Louis Vachon souhaiterait voir une plus grande transparence dans les offres d'achat. Les gouvernements provinciaux et les organismes réglementaires devraient, selon lui, envisager de réglementer ou carrément interdire les enchères à l'aveugle.

Il faudrait également décourager les nouveaux acheteurs de renoncer à leurs droits légaux, comme la garantie légale, affirme M. Vachon.

Le dirigeant suggère de mener des consultations publiques avant d'aller de l'avant avec de telles mesures, mais estime qu'elles permettraient de mieux protéger les acheteurs et de ralentir la croissance du marché.

Mieux comprendre les impacts de la pandémie

Le gouvernement fédéral devra possiblement resserrer les règles entourant les prêts hypothécaires au cours des 6 à 12 prochains mois, selon Louis Vachon.

Mais avant d'aller de l'avant, il faudra mieux comprendre les impacts de la pandémie. Certains de ces impacts seront permanents, d'autres ne sont que temporaires.

Le patron de la Banque Nationale encourage Ottawa à mener des sondages à grande échelle et des enquêtes approfondies sur trois grandes questions.

Les baby-boomers

D'abord, les intentions des baby-boomers. Vont-ils recommencer à vendre leur propriété résidentielle rapidement après la pandémie ou vont-ils, au contraire, la garder plus longtemps?
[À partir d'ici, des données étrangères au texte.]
PR #413, opened 2019-01-17
Improve signed-in support page

kjdchapman:
### This PR:
- Uses account email instead of asking a user to enter it
- Gives clearer direction to other ways of resolving problems
- Cuts out superfluous text
- Removes back link (there are multiple ways to get here and plenty of escape routes, "back" is more likely to confuse than help)

### OLD

image

### NEW

image

This page is serving multiple needs, I would expect to split it out in the near future, but think this is an improvement already.

### DIFF
--- a/app/controllers/help_controller.rb
+++ b/app/controllers/help_controller.rb
@@ -35,6 +35,10 @@ class HelpController < ApplicationController
   def create
     @support_form = SupportForm.new(support_form_params)
 
+    if @support_form.email.blank?
+      @support_form.email = current_user&.email
+    end
+
     if @support_form.valid?
       template_id = GOV_NOTIFY_CONFIG['help_email']['template_id']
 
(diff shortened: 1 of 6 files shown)


app/controllers/help_controller.rb
```diff
@@ -35,6 +35,10 @@ def signed_in
   def create
     @support_form = SupportForm.new(support_form_params)
 
+    if @support_form.email.blank?
```
Renny4Real: Would this affect any other place we've used a support form? e.g. offline? or is this the only place?

kjdchapman: This does evaluate to `true` if you post empty emails on any of the other forms, but the next line does nothing if `current_user` isn't present. 

The `&.` on that [next line](https://github.com/alphagov/govwifi-admin/pull/413/files/2ce3d029250e93de7d24cd535e2ef2504a411614#diff-32e4cccbb561b8d9e869a635fbcba1eeR39) is the "[safe navigator](http://mitrev.net/ruby/2015/11/13/the-operator-in-ruby/)" operator. It's a terser way to write `unless thing_you_are_working_with.nil?`, but using it might sometimes make things less readable.

I also tried:

```
if @support_form.email.blank? & current_user.present?
  @support_form.email = current_user.email
end
```

but felt that long test was less readable.

PR #414, opened 2019-01-17
Stop IPs in seeds.rb clashing

kjdchapman:
I thought this'd be very unlikely, but it's happened to me twice now, so I'm fixing it.


tommotaylor:
Nice, this happened to me yesterday as well.

PR #416, opened 2019-01-18
Allow users to delete empty locations

tommotaylor:
Allows a user to delete a location if:
- they have "manage locations" permissions
- they own the location
- the location has no IPs

Not 100% sure on location of "Remove this location" link.

Step 1:
screenshot 2019-01-18 at 15 05 02

Step 2:
screenshot 2019-01-18 at 15 06 48

Step 3:
screenshot 2019-01-18 at 15 06 54


spec/requests/locations/delete_spec.rb
```diff
@@ -0,0 +1,41 @@
+describe "DELETE /locations/:id", type: :request do
+  let(:user) { create(:user) }
+  let!(:location) { create(:location, organisation: user.organisation) }
+
+  before do
+    https!
```
Renny4Real: What does this do?

kjdchapman:
I think the "Remove location" link location is good, because it's only for orgs with no IPs, it doesn't get lost visually.

PR #419, opened 2019-01-21
Organisation Register Sign Up

georgeschena:
We saw issues where admins signed up the same organisation multiple times causing 'ghost' organisations to persist in the database. We changed the organisation name input from a free text field to a select dropdown populated by the organisation names found within the Govuk register API.

We had to refactor the tests due to the fact we had to only test from the organisations in the register, this reducing the amount we could use to test with.


emileswarts:
Realise we never checked what this looks like on mobile.

tommotaylor:
@georgeschena @emileswarts approved, but I'll let you guys remove that duplication of `FactoryBot.reload!`

PR #420, opened 2019-01-21
Fix visibility of the top navigation links on mobile view

Renny4Real:
**WHY:**
When viewed on a mobile device, the top navigation links: `Documentation`, `Support` & `Sign Out`(or `Sign in` depending on the user's state) disappeared from the user's view.

**PREVIOUS DISPLAY ON MOBILE:**
screenshot 2019-01-21 at 16 09 41

**IN THIS PR:**
- Include the gov-uk styled `button` html tag within the `application.html.erb` file.
- Add gov-uk classes to the `html` and `body` tags based on the html layout of the [Customised page template](https://design-system.service.gov.uk/styles/page-template/) example.
- Add span tags to align the menu to the right of the screen.
- Add media query for desktop and iPad Pro screens. Reasoning explained below:

The custom css class involved was done in a previous PR to keep a consistent layout when comparing the main navigations of the admin portal, product page & tech docs (explained in this commit: 5ceed80).

This custom css class however, overlaid the menu (as seen below) unto the rest of the page since its max height was hard set:

screenshot 2019-01-21 at 11 54 07

The media query was added to preserve the main navigation consistency (referred to in this commit: 5ceed80) and to prevent the styling from affecting devices with a browser window less than 1024 px (i.e. mobile devices). 

1024 px was chosen as a result of checking the view through various screen sizes.

**iPad view- (768 x 1024)**
screenshot 2019-01-21 at 15 38 26

**iPad Pro view- (1024 x 1366)**
screenshot 2019-01-21 at 15 38 37

At 1024 px, it was safe to assume that the styling that creates the menu button would no be longer active. 

**CURRENT DISPLAY ON MOBILE:**

**Example 1:**
screenshot 2019-01-21 at 15 11 45

**Example 2:**
screenshot 2019-01-21 at 15 12 00

**Any suggestions and/or feedback would be appreciated**

### DIFF
--- a/app/assets/stylesheets/components/main_nav.scss
+++ b/app/assets/stylesheets/components/main_nav.scss
@@ -1,6 +1,8 @@
-.main-nav {
-  display: flex;
-  justify-content: space-between;
+@media only screen and (min-width: 1024px) {
+  .main-nav {
+    display: flex;
+    justify-content: space-between;
+  }
 }
 
 .product-name{
--- a/app/assets/stylesheets/components/main_nav.scss
+++ b/app/assets/stylesheets/components/main_nav.scss
@@ -18,9 +18,11 @@
   padding: 9px 0;
 }
 
-.govuk-header__container {
-  max-height: 40px;
-  padding-top: 11px;
+@media only screen and (min-width: 1024px) {
+  .govuk-header__container {
+    max-height: 40px;
+    padding-top: 11px;
+  }
 }
 
 .govuk-header__logotype-crown {
--- a/app/views/layouts/application.html.erb
+++ b/app/views/layouts/application.html.erb
@@ -1,5 +1,5 @@
 <!DOCTYPE html>
-<html lang="en" class="govuk-template ">
+<html lang="en" class="govuk-template app-html-class">
   <head>
     <!-- test post please ignore -->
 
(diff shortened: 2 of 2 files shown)


Renny4Real:
@emileswarts This is styled slightly differently due to our custom CSS classes. The nav links are on the left for the tech docs and the product page. The `span` tags were there before and I think they help with some form of styling on the navigation.

Renny4Real:
**UPDATE:**
Get the navigation links to show on the left (instead of right) whilst maintaining the styling of the header on the desktop view. 
`Tech Docs` and `Product page` have their menu links display on the left side. Another GDS site has the menu styled like this also. 
See below.
 
**SCREENSHOT FROM TECH DOCS:**
screenshot 2019-01-21 at 17 05 59

Renny4Real:
Removing the `main-nav` CSS class moved the navigation links to the left but compromised the position of the links in larger browser windows:

**VIEW IN LARGE BROWSER WINDOWS (WITHOUT `main-nav` CSS):**

screenshot 2019-01-22 at 10 41 29

**VIEW IN LARGE BROWSER WINDOWS (WITH `main-nav` CSS):**
screenshot 2019-01-22 at 10 40 45

To keep the styling the same for large browser windows, a media query was added to the `main-nav` CSS class. This was done so that the CSS class did not affect small browser windows i.e mobile view and the navigation links were placed on the left.

**CURRENT DISPLAY ON MOBILE:**
screenshot 2019-01-22 at 10 25 02

**Any suggestions/feedback would be appreciated**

La réponse à cette question aura une influence directe sur le nombre de maisons unifamiliales disponibles pour les jeunes familles.

Le soutien parental

Deuxième élément : le soutien parental aux acheteurs actuels. À quel point les nouveaux acheteurs ont-ils recours à la Banque de papa et maman?

Rappelons qu'il fallait, au premier trimestre cette année, allonger 463 000 $ (prix médian) pour mettre la main sur une maison unifamiliale dans le Grand Montréal, et 340 000 $ pour une copropriété.

Le financement parental a l'avantage de réduire l'endettement des jeunes et de diminuer le risque.

Par contre, il rend moins efficace un resserrement des règles hypothécaires. Avant de cibler les mesures à prendre, il faut savoir à quel point les acheteurs pourront se tourner vers leurs parents pour augmenter leur mise de fonds.

Le soutien financier des parents risque aussi d'accroître les inégalités sociales, puisque ceux qui en profitent sont issus de familles plus aisées.

Le télétravail

Troisièmement, quel est l'avenir du télétravail à long terme?

Comme ils peuvent actuellement travailler de la maison, les nouveaux acheteurs ont élargi leur rayon de recherche aux troisième, quatrième et même cinquième couronnes de Vancouver, Montréal et Toronto.

Les régions aussi en ont profité. Si le travail à domicile est permanent, ce phénomène justifiera le prix des propriétés sur ces marchés, dit Louis Vachon.